First, disable write-back and line fills by writing to the DEBUG_CTRL register (offset 0x724 in the L2C-310 register space). This ensures that no new data is written to the cache during the invalidation process. The value 0x3 is written to disable both write-back and line fills.

Next, perform a cache invalidation by writing to the CACHE_INV_CLN_WAY register (offset 0x77C). This operation invalidates all cache lines in the specified ways. The value 0x0000FFFF is written to invalidate all ways in the cache. After issuing the invalidation, poll the CACHE_INV_CLN_WAY register to ensure that the invalidation operation has completed. The invalidation is complete when the value read from the register is 0x00000000.

Once the invalidation is complete, issue a Cache Sync operation by writing to the CACHE_SYNC register (offset 0x730). This ensures that all pending cache maintenance operations are completed before the cache is re-enabled. The value 0x0 is written to initiate the sync operation.

After the Cache Sync operation is complete, re-enable write-back and line fills by writing to the DEBUG_CTRL register. The value 0x0 is written to re-enable both write-back and line fills.

Finally, issue a Data Synchronization Barrier (DSB) to ensure that all memory operations are completed before the processor continues execution. This is critical to ensure that no memory operations are reordered, which could lead to data corruption.

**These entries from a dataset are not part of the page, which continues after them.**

PR #866, opened 2026-07-27
fix(containerprofile): split oversized chunks on HTTP 413 instead of ending learning

### LINKED ISSUE #865: node-agent retries oversized ContainerProfiles forever: HTTP 413 from storage is not classified as too-large
## Summary

node-agent does not recognise an HTTP 413 from storage, so an oversized ContainerProfile chunk is retried every 5s forever and the container is never flagged too-large.

Reported by a customer (ISO Gruppe) on Rancher/RKE2, on `cattle-system` workloads:

```
QueueManager - request entity too large  contentLength=3231797  maxObjectSize=2500000
```

## Root cause

`storage`'s QueueManager rejects a create whose `Content-Length` exceeds `kindQueues.containerprofiles.maxObjectSize` before it reaches the registry ([manager.go:144-148](https://github.com/kubescape/storage/blob/main/pkg/queuemanager/manager.go#L144-L148)), replying `413` with a **plain-text** body — so the response is not a `Status` object and carries no sentinel.

node-agent classifies failures by exact string equality ([containerprofile_queue.go:256](https://github.com/kubescape/node-agent/blob/main/pkg/containerprofilemanager/v1/queue/containerprofile_queue.go#L256)):

```go
if err.Error() == file.ObjectTooLargeError.Error() || err.Error() == file.ObjectCompletedError.Error() { ... continue }
...
qd.requeueImmediate(queuedProfile)
```

A 413 matches neither, so it falls through to `requeueImmediate`. `apierrors.IsRequestEntityTooLargeError` is never called anywhere in this repo.

## Why it compounds

- Retried every `DefaultRetryInterval` (5s) forever — no attempt counter, no dead-letter.
- The queue is a disk-persistent `dque`, so the poison item survives pod restarts.
- `enforceMaxSize()` evicts from the **head** at `MaxQueueSize=1000` while `requeueImmediate` appends to the **tail**, so the poison chunk can outlive newer chunks that storage would have accepted.
- The container is never flagged too-large, because that only happens via `OnQueueError`.

Net effect: a silent hole in the profile, a permanent stream of warnings in storage logs, and no UI signal.

## Secondary defect: exact equality is too narrow for the sentinels too

Even for the real sentinels, exact equality is fragile. They cross the API boundary as a `StatusError` whose `Error()` returns only `Message`, and storage prefixes the sentinel with the limit on some paths:

```go
fmt.Errorf("application profile size exceeds the limit of %d: %w", a.maxApplicationProfileSize, ObjectTooLargeError)
```

That message never equals `ObjectTooLargeError.Error()`, so those rejections also fall into the infinite requeue loop.

## Fix

Classify with a tested helper instead:

- `apierrors.IsRequestEntityTooLargeError` for 413 — it matches on the status code alone, which is what makes it work against a plain-text body — reported as `ObjectTooLargeError` so `handleSaveProfileError` sets `status=too-large` and ends learning with reason `too_large`.
- `errors.Is` plus a substring match on the message for the sentinels, covering both the wrapped and the relayed shapes.
- Bound retries with `MaxAttempts` (default 10). 413 is only one way to get a permanently failing item; without a bound, any such item occupies the queue indefinitely.

PR: #866

## Related

- kubescape/storage — size caps are inconsistent across the three layers, and `Create` swallows `ObjectTooLargeError`
- kubescape/helm-charts — `maxTsProfileSize` and `maxApplicationProfileSize` are not chart-exposed

rotemamsa:
Fixes #865

## Problem

customer of Rancher/RKE2 saw storage log this on repeat for `cattle-system` workloads:

```
QueueManager - request entity too large  contentLength=3231797  maxObjectSize=2500000
```

storage's `QueueManager` rejects a create whose `Content-Length` exceeds `kindQueues.containerprofiles.maxObjectSize` before it reaches the registry, replying `413` with a **plain-text** body — so there is no `Status` object and no sentinel.

## What changed since the last revision of this PR

@matthyx's review (https://github.com/kubescape/node-agent/pull/866#pullrequestreview-4794269159) verified the original fix's diagnosis and bounded-retry mechanism, but flagged one blocking concern: mapping a bare 413 onto `ObjectTooLargeError` conflates two different signals. `ObjectTooLargeError` is storage's own **aggregate** findings-count check — an authoritative "this container's profile is genuinely full" verdict that's fair to end learning on. A bare 413 is a **transport** rejection of one delta based on byte size alone, and treating it the same way throws away all future learning for a container that merely produced one oversized chunk.

This revision implements the reviewer's suggested fix: **on a bare 413, split the rejected chunk in half and resend both halves**, recursing until each piece is accepted, instead of ending learning.

## Change

**`classifyFailure()`** gains a third reaction, `failureSplit`, alongside the existing `failureRetryable`/`failureTerminal`. The two genuine storage sentinels (`ObjectTooLargeError`, `ObjectCompletedError`, matched via `errors.Is` + substring) are checked **first** and remain terminal exactly as before — only a bare 413 detected purely by HTTP status code (`apierrors.IsRequestEntityTooLargeError`) now triggers `failureSplit` instead of being treated as terminal.

**Splitting (`containerprofile_split.go`, new).** `splitProfile` partitions the rejected chunk's list/map fields (`Capabilities`, `Execs`, `Opens`, `Syscalls`, `Endpoints`, `IdentifiedCallStacks`, `Ingress`, `Egress`, `PolicyByRuleId`) roughly in half, with a non-empty guarantee so recursion always makes progress, and gives each half a fresh one-time slug over the same base name (recovered via storage's own `file.SplitProfileName`, so agreement with the server's aggregation key is true by construction — a `-partN` suffix scheme was considered and rejected, since `SplitProfileName` cuts on the last hyphen and would scatter a differently-suffixed half into a phantom aggregate). A byte-progress guard refuses to keep splitting a chunk that isn't shrinking.

**Preserving the report chain — the trickiest part.** Storage reconstructs a container's lifecycle by walking a strictly linear `previousReportTimestamp → reportTimestamp` chain (`consolidateContinuousTimeSeries`). Naively giving both halves the parent's identical timestamp pair permanently forks that chain and leaves the profile in `Learning` forever — worse than today's behavior. Instead, `chainHalves` interposes a fresh timestamp `X` so one half spans `(P, X]` and the other `(X, T]`, keeping the chain linear (including for the *next* real report, and correctly under recursive re-splitting). This required care around: a monotonic-clock suffix on production timestamps (`time.Now().String()`) that needs stripping before parsing; a numeric (non-letter) timezone-abbreviation fallback for several IANA zones; and never taking a naive midpoint against a first-report's zero `previousReportTimestamp` (which would otherwise produce an implausible timestamp that storage's expiry check matches unconditionally, re-ending learning through a different route).

**Bounding the recursion.** `MaxSplitDepth` (default 4) plus the byte-progress guard cap how many times a single chunk can be halved. A chunk that can't be split further (a single oversized element, or depth exhausted) is dropped with a `Warning` — and replaced by a **stitch chunk**: a metadata-and-scalars-only stand-in that preserves the dropped chunk's `(previousReportTimestamp, reportTimestamp)` link so the chain doesn't fork, without carrying any of the oversized data. A stitch is never itself re-stitched. Neither drop path calls `ErrorCallback.OnQueueError` — that's the callback that ends learning, and avoiding it on every 413 path is the entire point of this change.

**Observability.** Two new counters (`ReportContainerProfileSplit`, `ReportContainerProfileChunkDropped(reason)`) across all `MetricsManager` implementations, since after this change there's no remaining status signal on the 413 path at all — these counters are the only way to see the underlying estimator issue (#870) firing in the field.

The bounded-retry mechanism from the previous revision (`MaxAttempts`, default 360) is unchanged and still governs genuinely retryable failures.

## Tests

`containerprofile_split_test.go` (new) and `containerprofile_queue_errors_test.go` (extended) — partition correctness (no loss/duplication across halves), shared-field verbatim-copy vs. the two report-timestamp fields (deliberately *not* equal across halves), naming/base-name preservation, the floor case and non-empty rebalance, determinism, the timestamp-chain interposition and its zero-time/monotonic-suffix/numeric-timezone edge cases (including a golden port of storage's own consolidation algorithm so drift against the real thing is caught), recursive re-splitting staying chain-linear, the byte-progress guard, and end-to-end queue tests for split-and-resend, the unsplittable floor case (with stitch-chunk emission), `MaxSplitDepth` bounding, and `SplitDepth`/stitch persistence across a queue restart.

Verified:
```
go build ./...                                                                          ok
go vet ./pkg/containerprofilemanager/... ./pkg/metricsmanager/...                        ok
go test ./pkg/containerprofilemanager/... ./pkg/metricsmanager/... -race -count=3        ok
gofmt -l (all changed files)                                                             clean
```

Also fixed a pre-existing data race in the test-only `MockProfileCreator` (unsynchronized fields read across goroutines), found while getting the package's `-race` gate green.

## Not in this PR

- **#870** — node-agent's own pre-send size estimator (`config.MaxTsProfileSize`) mixes byte-size and element-count units, which is the root cause of reaching a 413 at all. Fixing it should make splitting a rare safety net rather than something regularly exercised.
- **#871** — a `MaxAttempts` exhaustion drop or LRU eviction can already break a container's report chain today, independent of this PR, permanently preventing that container's profile from completing. Found as a side effect of verifying this PR's own chain-preservation logic; appears to have never been reported.
- **kubescape/storage#352** (cross-repo) — `consolidateContinuousTimeSeries` should collapse rows sharing an identical `(previousReportTimestamp, reportTimestamp)` pair. This is the reason node-agent has to manufacture an intermediate timestamp at all; once it lands (and once a minimum storage version can be assumed), the `chainHalves` interposition logic in this PR becomes unnecessary and can be deleted.
- storage's swallowing of `ObjectTooLargeError` into an HTTP 201 with the data discarded server-side (`clearSpec`) is unrelated to the 413 path this PR addresses, but was a lower-priority thing worth someone eventually surfacing as a client-visible signal.
- Previously tracked: kubescape/storage#350 (the size caps themselves are inconsistent) and kubescape/helm-charts#885.

## Summary by CodeRabbit

* **New Features**
  * Container-profile learning now splits profiles rejected for excessive size and retries manageable chunks.
  * Added safeguards for retry limits, split-depth limits, unsplittable chunks, and queue shutdown.
  * Added stitch chunks to preserve continuity when portions are dropped.
  * Added monitoring metrics for profile splits and dropped chunks.

* **Documentation**
  * Added guidance on size rejection handling, retries, timestamp processing, observability, and limitations.

* **Tests**
  * Added comprehensive coverage for splitting, retries, persistence, stitching, queue limits, and error handling.

### DIFF
--- a/pkg/containerprofilemanager/v1/queue/containerprofile_queue.go
+++ b/pkg/containerprofilemanager/v1/queue/containerprofile_queue.go
@@ -8,11 +8,13 @@ import (
 	"path/filepath"
 	"strings"
 	"sync"
+	"sync/atomic"
 	"time"
 
 	"github.com/joncrlsn/dque"
 	"github.com/kubescape/go-logger"
 	"github.com/kubescape/go-logger/helpers"
+	"github.com/kubescape/node-agent/pkg/metricsmanager"
 	"github.com/kubescape/node-agent/pkg/storage"
 	"github.com/kubescape/storage/pkg/apis/softwarecomposition/v1beta1"
 )
@@ -49,7 +51,35 @@ type QueuedContainerProfile struct {
 	// retryable error. Items persisted before this field existed decode with Attempts
 	// at zero, so they simply get a full budget of retries.
 	Attempts int `json:"attempts"`
+	// SplitDepth counts how many times this item's lineage has been halved after an HTTP 413.
+	// Items persisted before this field existed decode with SplitDepth at zero.
+	SplitDepth int `json:"splitDepth"`
+	// IsStitch marks a metadata-only chunk emitted by dropChunk to repair the report chain.
+	// A stitch is never split and is never itself stitched - dropping a stitch leaves the chain
+	// forked, which is strictly better than an unbounded stitch->413->stitch loop.
+	IsStitch bool `json:"isStitch"`
 }
+
+// dropReason labels why a chunk was discarded by dropChunk. The set is closed and every value
+// is a compile-time constant, so it is safe as a metric label.
+type dropReason string
+
+const (
+	// dropReasonUnsplittable: splitProfile refused - floor case, unconstructable chain
+	// timestamp, or no byte progress. Collapsed into one reason because all three mean
+	// "this chunk cannot be made smaller".
+	dropReasonUnsplittable dropReason = "unsplittable"
+	// dropReasonDepthExhausted: MaxSplitDepth reached before the chunk became acceptable.
+	dropReasonDepthExhausted dropReason = "depth-exhausted"
+	// dropReasonStitchRejected: a stitch chunk was itself rejected. Not re-stitched, so this
+	// is the one drop that knowingly leaves the report chain forked.
+	dropReasonStitchRejected dropReason = "stitch-rejected"
+	// dropReasonEnqueueFailed: the replacement stitch could not be enqueued.
+	dropReasonEnqueueFailed dropReason = "enqueue-failed"
+)
+
+// ErrQueueNotRunning is returned by enqueueLocked once the queue has been closed.
+var ErrQueueNotRunning = errors.New("queue is not running")
 
 // QueuedContainerProfileBuilder creates a new QueuedContainerProfile instance for dque
 func QueuedContainerProfileBuilder() interface{} {
@@ -69,7 +99,14 @@ type QueueData struct {
 	errorCallback ErrorCallback
 	maxQueueSize  int
 	maxAttempts   int
+	maxSplitDepth int
 	retryInterval time.Duration
+	metrics       metricsmanager.MetricsManager
+
+	// Written by the queue processor goroutine and read by GetQueueStats, so they carry
+	// their own synchronization rather than widening qd.mu.
+	splits        atomic.Int64
+	chunksDropped atomic.Int64
 
 	stopChan chan struct{}
 	wg       sync.WaitGroup
@@ -83,9 +120,11 @@ type QueueConfig struct {
 	QueueDir        string
 	MaxQueueSize    int
 	MaxAttempts     int
+	MaxSplitDepth   int
 	RetryInterval   time.Duration
 	ItemsPerSegment int
 	ErrorCallback   ErrorCallback
+	MetricsManager  metricsmanager.MetricsManager
 }
 
 // NewQueueData creates a new QueueData instance with simple LRU behavior
@@ -102,6 +141,12 @@ func NewQueueData(ctx context.Context, creator storage.ProfileCreator, config Qu
 	}
 	if config.MaxAttempts <= 0 {
 		config.MaxAttempts = DefaultMaxAttempts
+	}
+	if config.MaxSplitDepth <= 0 {
+		config.MaxSplitDepth = DefaultMaxSplitDepth
+	}
+	if config.MetricsManager == nil {
+		config.MetricsManager = &metricsmanager.MetricsNoop{}
 	}
 	if config.RetryInterval == 0 {
 		config.RetryInterval = DefaultRetryInterval
@@ -143,7 +188,9 @@ func NewQueueData(ctx context.Context, creator storage.ProfileCreator, config Qu
 		errorCallback: config.ErrorCallback,
 		maxQueueSize:  config.MaxQueueSize,
 		maxAttempts:   config.MaxAttempts,
+		maxSplitDepth: config.MaxSplitDepth,
 		retryInterval: config.RetryInterval,
+		metrics:       config.MetricsManager,
 		stopChan:      make(chan struct{}),
 		running:       true,
 	}
@@ -174,29 +221,34 @@ func (qd *QueueData) Enqueue(profile *v1beta1.ContainerProfile, containerID stri
 	qd.mu.Lock()
 	defer qd.mu.Unlock()
 
-	if !qd.running {
-		return fmt.Errorf("queue is not running")
-	}
-
-	// Create queued profile
-	queuedProfile := &QueuedContainerProfile{
+	if err := qd.enqueueLocked(&QueuedContainerProfile{
 		Profile:     profile,
 		ContainerID: containerID,
-	}
-
-	// Remove oldest items if we're at capacity
-	qd.enforceMaxSize()
-
-	// Add new item
-	err := qd.queue.Enqueue(queuedProfile)
-	if err != nil {
-		return fmt.Errorf("failed to enqueue profile: %w", err)
+	}); err != nil {
+		return err
 	}
 
 	logger.L().Debug("container profile enqueued",
 		helpers.String("name", profile.Name),
 		helpers.String("namespace", profile.Namespace),
 		helpers.Int("queueSize", qd.queue.Size()))
+
+	return nil
+}
+
+// enqueueLocked adds item to the queue, evicting the oldest items first.
+// Callers must hold qd.mu.
+func (qd *QueueData) enqueueLocked(item *QueuedContainerProfile) error {
+	if !qd.running {
+		return ErrQueueNotRunning
+	}
+
+	// Remove oldest items if we're at capacity
+	qd.enforceMaxSize()
+
+	if err := qd.queue.Enqueue(item); err != nil {
+		return fmt.Errorf("failed to enqueue profile: %w", err)
+	}
 
 	return nil
 }
@@ -250,6 +302,7 @@ func (qd *QueueData) processAllItems() {
 	logger.L().Debug("processing queue", helpers.Int("size", queueSize))
 
 	// Process each item in the queue
+processLoop:
 	for i := 0; i < queueSize; i++ {
 		// Try to get an item from the queue
 		iface, err := qd.queue.Dequeue()
@@ -273,52 +326,80 @@ func (qd *QueueData) processAllItems() {
 		// Attempt to create the profile
 		err = qd.creator.CreateContainerProfileDirect(queuedProfile.Profile)
 		if err != nil {
+			// An explicit switch, so that a future fourth failureKind cannot silently fall
+			// through to the retryable branch.
 			kind, reported := classifyFailure(err)
-			if kind == failureTerminal {
+			switch kind {
+			case failureTerminal:
 				logger.L().Debug("got rejected to create container profile, skipping",
 					helpers.String("name", queuedProfile.Profile.Name),
 					helpers.Error(err))
 
 				// Call error callback if provided to propagate the error. The sentinel is
 				// reported rather than err itself, so that the manager can map it onto the
-				// right terminal container status even when the transport lost the sentinel
-				// (an HTTP 413 from storage's QueueManager carries no sentinel at all).
+				// right terminal container status even when the transport lost the sentinel.
 				if qd.errorCallback != nil {
 					qd.errorCallback.OnQueueError(queuedProfile.Profile, queuedProfile.ContainerID, reported)
 				}
-				continue
-			}
 
-			// Retryable failure. Bound the number of retries so that an item which never
-			// succeeds cannot occupy the queue indefinitely: requeuing appends to the tail
-			// while enforceMaxSize evicts from the head, so an unbounded retry would push
-			// out newer profiles that could have been saved.
-			queuedProfile.Attempts++
-			if queuedProfile.Attempts >= qd.maxAttempts {
-				logger.L().Warning("dropping container profile after too many failed attempts",
+			case failureSplit:
+				// A bare 413 rejects this one delta for its size; it says nothing about the
+				// container, so learning continues and only the chunk is shed.
+				switch {
+				case queuedProfile.IsStitch:
+					qd.dropChunk(queuedProfile, dropReasonStitchRejected)
+				case queuedProfile.SplitDepth >= qd.maxSplitDepth:
+					qd.dropChunk(queuedProfile, dropReasonDepthExhausted)
+				default:
+					a, b, ok := splitProfile(queuedProfile.Profile)
+					if !ok {
+						qd.dropChunk(queuedProfile, dropReasonUnsplittable)
+						continue
+					}
+
+					logger.L().Debug("splitting container profile rejected with 413",
+						helpers.String("name", queuedProfile.Profile.Name),
+						helpers.String("namespace", queuedProfile.Profile.Namespace),
+						helpers.Int("splitDepth", queuedProfile.SplitDepth),
+						helpers.Int("elements", countPartitionableElements(&queuedProfile.Profile.Spec)),
+						helpers.Int("bytes", serializedSize(queuedProfile.Profile)))
+
+					qd.splits.Add(1)
+					qd.metrics.ReportContainerProfileSplit()
+					qd.requeueSplit(queuedProfile, a, b)
+				}
+
+			case failureRetryable:
+				// Bound the number of retries so that an item which never succeeds cannot
+				// occupy the queue indefinitely: requeuing appends to the tail while
+				// enforceMaxSize evicts from the head, so an unbounded retry would push out
+				// newer profiles that could have been saved.
+				queuedProfile.Attempts++
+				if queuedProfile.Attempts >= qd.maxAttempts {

The following table summarizes the register offsets and values used in the cache flush operation:

Register Name	Offset	Value	Description
DEBUG_CTRL	0x724	0x3	Disable write-back and line fills
CACHE_INV_CLN_WAY	0x77C	0x0000FFFF	Invalidate all cache lines in all ways
CACHE_SYNC	0x730	0x0	Initiate Cache Sync operation
DEBUG_CTRL	0x724	0x0	Re-enable write-back and line fills
DSB	N/A	N/A	Data Synchronization Barrier to ensure memory operations are completed

By following this sequence of operations, you can ensure that the L2 cache is properly flushed and that cache coherency is maintained. This is particularly important in multi-core systems or systems with DMA engines that access memory independently of the CPU.

In addition to the sequence of operations, it is also important to consider the timing of the Cache Sync operation. The Cache Sync operation should be issued immediately after the cache invalidation operation to ensure that all pending operations are completed before the cache is re-enabled. If the Cache Sync operation is delayed, it may not be effective in ensuring cache coherency.

Finally, it is important to use memory barriers correctly to ensure that memory operations are completed in the correct order. The Data Synchronization Barrier (DSB) should be issued after re-enabling write-back and line fills to ensure that all memory operations are completed before the processor continues execution. This is critical to avoid data corruption caused by reordered memory operations.

In conclusion, the Cache Sync operation is a critical component of cache maintenance in ARM Cortex-A series processors. By following the correct sequence of operations and using memory barriers correctly, you can ensure that cache coherency is maintained and avoid data corruption in your system.